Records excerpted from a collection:
****************************************

PR #761, opened 2020-04-03
HDDS-3336. Metrics for Recon OzoneManager DB sync.

avijayanhwx:
Added some useful metrics for tracking how Recon's OM DB requests are going on. 

https://issues.apache.org/jira/browse/HDDS-3336

## How was this patch tested?
Manually tested on top of https://github.com/apache/hadoop-ozone/pull/715.
Added unit tests.


avijayanhwx:
cc @vivekratnavel / @swagle

hadoop-ozone/recon/src/main/java/org/apache/hadoop/ozone/recon/metrics/OzoneManagerSyncMetrics.java
```diff
@@ -0,0 +1,151 @@
...
+
+  @Metric(about = "OM snapshot request latency")
+  private MutableRate snapshotRequestLatency;
+
+  @Metric(about = "Number of OM delta requests made by Recon.")
+  private MutableCounterLong numDeltaRequests;
+
+  @Metric(about = "Number of OM delta requests made by Recon that had " +
+      "at least 1 update in the response.")
+  private MutableCounterLong numNonZeroDeltaRequests;
```
swagle, line 70: Why the need to track nonZero? Zero and total should be enough, no?

hadoop-ozone/recon/src/main/java/org/apache/hadoop/ozone/recon/metrics/OzoneManagerSyncMetrics.java
```diff
@@ -0,0 +1,151 @@
...
+  public void incrNumDeltaRequests() {
+    this.numDeltaRequests.incr();
+  }
+
+  public void incrNumDeltaRequestsFailed() {
+    this.numSnapshotRequestsFailed.incr();
+  }
+
+  public void incrNumUpdatesInDeltaTotal(long n) {
+    this.numUpdatesInDeltaTotal.incr(n);
```
swagle, line 105: Can n == 0?

hadoop-ozone/recon/src/main/java/org/apache/hadoop/ozone/recon/metrics/OzoneManagerSyncMetrics.java
avijayanhwx: We don't track zero. We track num requests in total and num requests where there were actually updates. Only the latter should contribute to the Average number of updates per response.

swagle: So why the relevance of nonZero when I already know how many delta updates came in last request.

avijayanhwx: We need a counter of non zero updates to maintain an average right? For example, if the number of updates we get from OM are like 2,2,0,0,0,1,3 
NumDeltaRequests = 7
NumNonZeroDeltaUpdateRequests = 4
TotalDeltaUpdates=8
AverageUpdates=2 (8/4)

swagle: For the math, yes, maybe we do not need to report it though.

hadoop-ozone/recon/src/main/java/org/apache/hadoop/ozone/recon/metrics/OzoneManagerSyncMetrics.java
```diff
@@ -0,0 +1,155 @@
...
+  }
+
+  public MutableGaugeFloat getAverageNumUpdatesInDeltaRequest() {
+    return averageNumUpdatesInDeltaRequest;
+  }
+
+  public MutableCounterLong getNumNonZeroDeltaRequests() {
+    return numNonZeroDeltaRequests;
+  }
+}
```
swagle, line 155: Newline

hadoop-ozone/recon/src/main/java/org/apache/hadoop/ozone/recon/metrics/package-info.java
```diff
@@ -0,0 +1,22 @@
...
+ * distributed under the License is distributed on an "AS IS" BASIS,
+ * WITHOUT WARRANTIES OR CONDITIONS OF ANY KIND, either express or implied.
+ * See the License for the specific language governing permissions and
+ * limitations under the License.
+ */
+
+/**
+ * This package contains Recon metrics related classes.
+ */
+package org.apache.hadoop.ozone.recon.metrics;
```
swagle, line 22: Newline

hadoop-ozone/recon/src/main/java/org/apache/hadoop/ozone/recon/metrics/OzoneManagerSyncMetrics.java
swagle: This is ok, just resolve conv, I thought zero would be interesting but maybe not.

elek:
Thanks the patch @avijayanhwx 

FYI: HDDS-3239 introduced message level metrics for all the RPC endpoints. I think some of the metrics can be removed from this patch (eg. generic counter / latency)

avijayanhwx:
> Thanks the patch @avijayanhwx
> 
> FYI: HDDS-3239 introduced message level metrics for all the RPC endpoints. I think some of the metrics can be removed from this patch (eg. generic counter / latency)

Thank you for the information Marton! I am wondering if I should still keep the counter and time to keep it specific per recon client instance. In the future, more clients may use the same request with different input arguments, and the metrics will be averaged out across all clients.

elek:
> Thank you for the information Marton! I am wondering if I should still keep the counter and time to keep it specific per recon client instance. In the future, more clients may use the same request with different input arguments, and the metrics will be averaged out across all clients.

I am not sure if it will ever happen related to the OM db download RPC, but how knows....

But if you need a client side metrics: what about adding a `ProtocolMessageMetrics` to the `OzoneManagerProtocolClientSideTranslatorPB` (with some client specific tag, if needed). In that case you can have well-defined, unified metrics for all the OM calls on the recon side (without increasing the complexity anywhere else in the Recon code).

avijayanhwx:
> > Thank you for the information Marton! I am wondering if I should still keep the counter and time to keep it specific per recon client instance. In the future, more clients may use the same request with different input arguments, and the metrics will be averaged out across all clients.
> 
> I am not sure if it will ever happen related to the OM db download RPC, but how knows....
> 
> But if you need a client side metrics: what about adding a `ProtocolMessageMetrics` to the `OzoneManagerProtocolClientSideTranslatorPB` (with some client specific tag, if needed). In that case you can have well-defined, unified metrics for all the OM calls on the recon side (without increasing the complexity anywhere else in the Recon code).

@elek I think that is a good idea. I have removed the generic counter and timer metric for the RPC call, and I will do the client specific protocol message metrics in a future JIRA (since there is no other client who is going to use the getDBUpdates API in the near future).

vivekratnavel:
@elek Please review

****************************************

Copy down every line of the entries containing the word "response".

+      "at least 1 update in the response.")
avijayanhwx: We don't track zero. We track num requests in total and num requests where there were actually updates. Only the latter should contribute to the Average number of updates per response.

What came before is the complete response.